The closest location we can manage is from 1000kB to 412MB (sectors 1953..804863).
Is this still acceptable to you?
When I opened my drive in cfdisk I could easily see start and end block for the remaining boot partition. So, I used those values for the final partition command. Then it ran without any warnings.
After I had installed the OS, and rebooted, no boot partition was found. So, I had to start from scratch again. This time the numbers of the boot partition made a lot more sense. I do not know what I did wrong the first time.
Below is how I ended up partitioning my drive. I used cfdisk to find start and end sector for the boot partition. Maybe, this time, it would have worked using the command parted /dev/nvme0n1 -- mkpart ESP fat32 1MB 512MB. I forgot testing that.
Really wish parted just had a --auto-align like toggle… I’m not really concerned about losing a sector worth of information. However, having a command fail on me because of slight alignment issues is infuriating.

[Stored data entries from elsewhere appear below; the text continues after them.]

PR #12588, opened 2019-12-06
Bugfix/6553-legend-symbol-usehtml

### LINKED ISSUE #6553: Legend symbol click is not hiding series when legend.useHTML is set to true
#### Expected behaviour
Clicking on legend symbol should work the same when legend useHTML is set and when legend is not using HTML.

#### Actual behaviour
Legend symbol click is not hiding series when legend.useHTML is set to true

http://jsfiddle.net/5n948mqe/

#### Affected browser(s)
All

Basts:
Fixed #6553, legend symbol functionality with the `useHTML` setting.

### DIFF
--- a/ts/parts/Interaction.ts
+++ b/ts/parts/Interaction.ts
@@ -30,7 +30,7 @@ declare global {
             setItemEvents(
                 item: (BubbleLegend|Point|Series),
                 legendItem: SVGElement,
-                useHTML?: boolean
+                itemToSet: SVGElement
             ): void;
         }
         interface Point {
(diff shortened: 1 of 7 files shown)


ts/parts/Interaction.ts
```diff
@@ -456,7 +456,7 @@ extend(Legend.prototype, {
 
         // Set the events on the item group, or in case of useHTML, the item
         // itself (#1249)
-        (useHTML ? legendItem : (item.legendGroup as any))
+        itemToSet
```
TorsteinHonsi: Instead of changing the function parameters and the way they are called, I think it would be cleaner just to change it here. Something like this:

```js
const elements = useHTML ? [legendItem, item.legendSymbol] : [item.legendGroup];
elements.forEach(element => {
    element.on('mouseover' ......
```

PR #12594, opened 2019-12-09
Added column-comparison demo. Closes #11312.

### LINKED ISSUE #11312: Add Election demo to a demo/article section
Add Election demo as an article and include it in official Highcharts demos. 

Internal: 
It is a good idea to combine new **Sorted Categories Labels Animation** functionality with this demo.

there’s definitely lots of valid ways to partition things. I like parted because I talked with the maintainer a long time ago and I appreciated the things he said about reliability in low-level tools like this (since anything operating at this level has potential to corrupt things). the other tools are all also fine though, it’s very rare to hear of a problem with any of them in practice. it’s just slightly different styles, an entirely personal decision at the end of the day.